Is there a face you can call a prison face, as some see in a single mother a pram face? Most look puffy, pale, older than their years and above all tired. Some look scared, a few defiant, none happy. Dazed and confused would cover them. Some are pictured with china figurines, cherubs embracing, or one of those dancing flowers — things that would be ‘nice’, if they weren’t in such a mess.
It is not easy to guess the women’s stories from their portraits. One of the most charming looking, Patricia, says:
When I was 28, I persuaded an old man to let me into his house so I could use the toilet, but once I was inside I demanded money off him. When he refused to give me what I wanted — looking back, I don’t think he had any money —I stabbed him in the eye with a pair of scissors. I was given a six-year sentence.
Drugs are almost without exception part of the story. It is not, of course, for using them that the women are imprisoned, but for stealing, sometimes with violence, to buy them. One woman found jail so secure that she didn’t feel the need for drugs; another learnt to use a new kind of drug there. One has been on the prescribed heroin-substitute methadone for 13 years. ‘Someone should perhaps have put more pressure on me to get off it,’ she says, adding helplessly: ‘But there again, maybe that would just have led to more chaos.’
Behind the drugs lie dark memories. ‘My dad was a drinker and he’s been in prison for drugs offences’, says Michelle Simms (pictured), first sentenced for robbery aged 15. ‘He used to beat up my mum. It was to block out my bad memories that I used drugs.’ She stole and prostituted herself, but at least in prison ‘I could talk to people who understood what I felt. There was nothing in there, though, that was going to help me once I came out.’
Adrian Clarke has portrayed the unhappier survivors of the decaying north-east in previous collections, always full-on in muted colour. He is to Teesside what a more cheerful Henry Mayhew was to the London poor.

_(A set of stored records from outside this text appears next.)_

PR #1025, opened 2026-07-09
Treasury Value Mismatch

### LINKED ISSUE #888: Ledger predicate: ConwayTreasuryValueMismatch
### Abstract

Implement the `ConwayTreasuryValueMismatch` predicate

### Why?

Conformance

### How?

[Reference Implementation](https://github.com/IntersectMBO/cardano-ledger/blob/0cfbf861cfb456660a7b73281c6fb714a53d40f9/eras/conway/impl/src/Cardano/Ledger/Conway/Rules/Ledger.hs#L461)

### Discussion points

_No response_

_No response_

### Checklist

yHSJ:
This PR introduces the `TreasuryValueMismatch` predicate, which needs the current epoch's treasury value at validation time. The treasury only changes at the epoch boundary but during the window in which an epoch transition is not yet stable, the stable store still holds the closing epoch's value. So the net boundary treasury delta is computed at the epoch transition and stashed on the overlay, letting reads resolve the new epoch's treasury before the flush.

## Summary by CodeRabbit

- **New Features**
  - Added validation ensuring a transaction’s declared treasury value matches the ledger’s current treasury.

To get off the road that leads back to Low Newton these women need stable work and boyfriends who are not on drugs, or violent, or child-abusers. They’ll be lucky. Some see the moral demands too:
I have a friend called Bertie [says Christine]. No one else can see him but he’s as real to me as anyone else in my life. He sits beside me and he tells me to stop drinking and sort my life out. I’ve failed Bertie more than I’ve pleased him.